[RECORDED DATA — start]

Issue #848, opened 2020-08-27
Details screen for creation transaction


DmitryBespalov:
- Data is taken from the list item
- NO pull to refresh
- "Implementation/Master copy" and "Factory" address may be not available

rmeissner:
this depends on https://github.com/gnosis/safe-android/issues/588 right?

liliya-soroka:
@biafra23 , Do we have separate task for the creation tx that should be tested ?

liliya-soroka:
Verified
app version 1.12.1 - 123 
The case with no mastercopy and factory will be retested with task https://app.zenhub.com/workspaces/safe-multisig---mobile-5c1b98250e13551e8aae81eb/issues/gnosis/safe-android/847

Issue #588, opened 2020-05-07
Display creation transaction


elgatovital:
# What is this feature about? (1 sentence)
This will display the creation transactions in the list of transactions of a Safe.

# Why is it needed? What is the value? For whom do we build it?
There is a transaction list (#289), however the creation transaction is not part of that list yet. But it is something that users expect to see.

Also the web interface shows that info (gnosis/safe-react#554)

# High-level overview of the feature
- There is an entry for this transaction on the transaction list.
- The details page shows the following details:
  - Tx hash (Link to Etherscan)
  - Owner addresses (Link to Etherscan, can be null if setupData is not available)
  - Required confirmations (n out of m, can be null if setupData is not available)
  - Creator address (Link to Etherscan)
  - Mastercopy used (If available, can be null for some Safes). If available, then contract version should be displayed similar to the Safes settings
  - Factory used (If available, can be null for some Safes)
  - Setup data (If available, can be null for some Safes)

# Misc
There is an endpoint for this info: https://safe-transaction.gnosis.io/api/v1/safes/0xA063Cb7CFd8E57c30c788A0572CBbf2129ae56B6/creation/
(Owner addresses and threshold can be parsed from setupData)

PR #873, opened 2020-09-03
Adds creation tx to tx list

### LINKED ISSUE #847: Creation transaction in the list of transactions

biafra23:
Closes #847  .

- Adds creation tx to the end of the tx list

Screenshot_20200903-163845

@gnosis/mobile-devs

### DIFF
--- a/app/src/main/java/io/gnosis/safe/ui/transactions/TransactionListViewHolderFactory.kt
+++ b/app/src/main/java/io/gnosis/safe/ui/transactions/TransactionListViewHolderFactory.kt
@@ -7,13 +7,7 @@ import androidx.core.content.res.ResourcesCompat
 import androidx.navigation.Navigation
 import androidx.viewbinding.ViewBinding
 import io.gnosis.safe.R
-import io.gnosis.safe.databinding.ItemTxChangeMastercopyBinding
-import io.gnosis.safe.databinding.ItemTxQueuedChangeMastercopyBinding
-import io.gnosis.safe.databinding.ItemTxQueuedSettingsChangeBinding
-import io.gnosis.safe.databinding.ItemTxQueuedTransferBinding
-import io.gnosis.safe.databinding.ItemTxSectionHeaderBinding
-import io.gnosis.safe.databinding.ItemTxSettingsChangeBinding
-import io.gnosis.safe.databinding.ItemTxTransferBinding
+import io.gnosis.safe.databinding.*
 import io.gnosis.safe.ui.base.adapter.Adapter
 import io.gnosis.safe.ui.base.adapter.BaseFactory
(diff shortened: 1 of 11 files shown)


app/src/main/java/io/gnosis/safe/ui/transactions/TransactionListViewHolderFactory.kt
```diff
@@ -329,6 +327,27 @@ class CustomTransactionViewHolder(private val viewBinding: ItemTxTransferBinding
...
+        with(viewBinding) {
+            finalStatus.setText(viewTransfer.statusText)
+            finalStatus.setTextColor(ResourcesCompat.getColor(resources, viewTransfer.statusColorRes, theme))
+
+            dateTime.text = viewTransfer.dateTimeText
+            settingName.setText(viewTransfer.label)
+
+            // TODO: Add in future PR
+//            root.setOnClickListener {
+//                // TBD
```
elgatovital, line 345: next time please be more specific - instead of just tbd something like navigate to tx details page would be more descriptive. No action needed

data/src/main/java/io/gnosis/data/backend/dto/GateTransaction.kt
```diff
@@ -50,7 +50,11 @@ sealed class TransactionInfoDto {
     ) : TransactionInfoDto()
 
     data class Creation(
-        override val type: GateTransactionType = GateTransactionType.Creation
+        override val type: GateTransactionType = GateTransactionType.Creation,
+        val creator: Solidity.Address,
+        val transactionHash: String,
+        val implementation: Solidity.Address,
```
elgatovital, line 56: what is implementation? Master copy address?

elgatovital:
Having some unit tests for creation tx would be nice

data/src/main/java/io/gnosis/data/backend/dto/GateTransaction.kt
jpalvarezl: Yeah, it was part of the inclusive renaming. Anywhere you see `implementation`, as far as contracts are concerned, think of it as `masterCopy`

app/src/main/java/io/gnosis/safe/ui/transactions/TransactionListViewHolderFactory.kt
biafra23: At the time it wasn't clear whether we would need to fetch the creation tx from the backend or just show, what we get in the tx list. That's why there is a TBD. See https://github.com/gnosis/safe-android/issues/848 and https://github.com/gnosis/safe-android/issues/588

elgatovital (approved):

[RECORDED DATA — finish]
[RECORDED DATA — start]

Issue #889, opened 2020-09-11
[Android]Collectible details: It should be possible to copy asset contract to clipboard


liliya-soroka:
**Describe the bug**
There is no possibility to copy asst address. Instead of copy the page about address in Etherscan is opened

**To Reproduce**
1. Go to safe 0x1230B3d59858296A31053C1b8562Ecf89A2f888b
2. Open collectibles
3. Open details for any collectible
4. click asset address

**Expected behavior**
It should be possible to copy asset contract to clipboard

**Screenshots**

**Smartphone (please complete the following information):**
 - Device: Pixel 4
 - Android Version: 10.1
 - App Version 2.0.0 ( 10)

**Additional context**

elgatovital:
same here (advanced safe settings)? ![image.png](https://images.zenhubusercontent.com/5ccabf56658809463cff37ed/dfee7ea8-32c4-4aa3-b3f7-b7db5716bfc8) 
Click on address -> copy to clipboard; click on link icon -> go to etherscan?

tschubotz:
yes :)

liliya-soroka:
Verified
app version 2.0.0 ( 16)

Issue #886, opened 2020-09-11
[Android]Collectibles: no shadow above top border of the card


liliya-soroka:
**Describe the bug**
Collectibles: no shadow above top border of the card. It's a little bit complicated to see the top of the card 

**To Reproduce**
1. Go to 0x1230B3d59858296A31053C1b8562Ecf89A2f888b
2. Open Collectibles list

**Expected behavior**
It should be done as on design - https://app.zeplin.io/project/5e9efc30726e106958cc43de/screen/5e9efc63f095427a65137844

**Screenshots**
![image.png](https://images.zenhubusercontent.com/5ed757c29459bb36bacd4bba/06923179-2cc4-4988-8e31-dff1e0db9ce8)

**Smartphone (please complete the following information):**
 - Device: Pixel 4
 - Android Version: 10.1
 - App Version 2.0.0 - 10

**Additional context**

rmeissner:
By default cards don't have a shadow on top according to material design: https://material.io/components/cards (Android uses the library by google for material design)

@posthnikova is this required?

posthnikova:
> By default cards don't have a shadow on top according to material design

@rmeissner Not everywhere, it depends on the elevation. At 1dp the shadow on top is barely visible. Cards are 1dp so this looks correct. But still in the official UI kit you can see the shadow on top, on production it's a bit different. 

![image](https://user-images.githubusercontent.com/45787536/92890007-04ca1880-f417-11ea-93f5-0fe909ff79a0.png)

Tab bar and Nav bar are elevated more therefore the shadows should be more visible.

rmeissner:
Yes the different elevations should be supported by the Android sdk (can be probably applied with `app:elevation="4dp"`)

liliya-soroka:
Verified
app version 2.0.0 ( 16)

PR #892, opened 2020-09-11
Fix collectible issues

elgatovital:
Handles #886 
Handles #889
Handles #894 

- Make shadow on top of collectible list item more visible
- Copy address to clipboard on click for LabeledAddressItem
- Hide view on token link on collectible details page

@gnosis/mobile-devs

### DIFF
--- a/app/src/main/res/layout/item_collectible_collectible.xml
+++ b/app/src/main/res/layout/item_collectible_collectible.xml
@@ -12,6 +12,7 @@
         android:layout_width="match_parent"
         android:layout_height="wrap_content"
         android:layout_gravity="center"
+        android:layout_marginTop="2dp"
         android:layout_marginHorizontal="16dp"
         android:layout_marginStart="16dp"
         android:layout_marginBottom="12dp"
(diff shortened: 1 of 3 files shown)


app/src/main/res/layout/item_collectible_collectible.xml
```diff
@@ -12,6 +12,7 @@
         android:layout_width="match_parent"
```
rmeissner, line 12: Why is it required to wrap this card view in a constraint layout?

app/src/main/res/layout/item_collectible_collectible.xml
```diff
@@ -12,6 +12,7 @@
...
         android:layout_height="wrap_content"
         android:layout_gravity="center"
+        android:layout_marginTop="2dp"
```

[RECORDED DATA — finish]
[RECORDED DATA — start]

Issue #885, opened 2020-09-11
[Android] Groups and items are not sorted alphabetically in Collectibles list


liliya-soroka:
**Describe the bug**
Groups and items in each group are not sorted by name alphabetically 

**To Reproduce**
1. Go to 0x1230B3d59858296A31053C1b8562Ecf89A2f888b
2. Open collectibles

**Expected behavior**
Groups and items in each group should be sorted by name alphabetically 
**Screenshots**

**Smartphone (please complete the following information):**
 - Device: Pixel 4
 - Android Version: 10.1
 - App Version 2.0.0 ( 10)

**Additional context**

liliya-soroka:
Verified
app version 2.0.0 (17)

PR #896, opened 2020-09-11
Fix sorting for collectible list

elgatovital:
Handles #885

[RECORDED DATA — finish]

Identify every line above with the string "something" in it. Copy those lines.

# TASK ANSWER
There is a transaction list (#289), however the creation transaction is not part of that list yet. But it is something that users expect to see.
elgatovital, line 345: next time please be more specific - instead of just tbd something like navigate to tx details page would be more descriptive. No action needed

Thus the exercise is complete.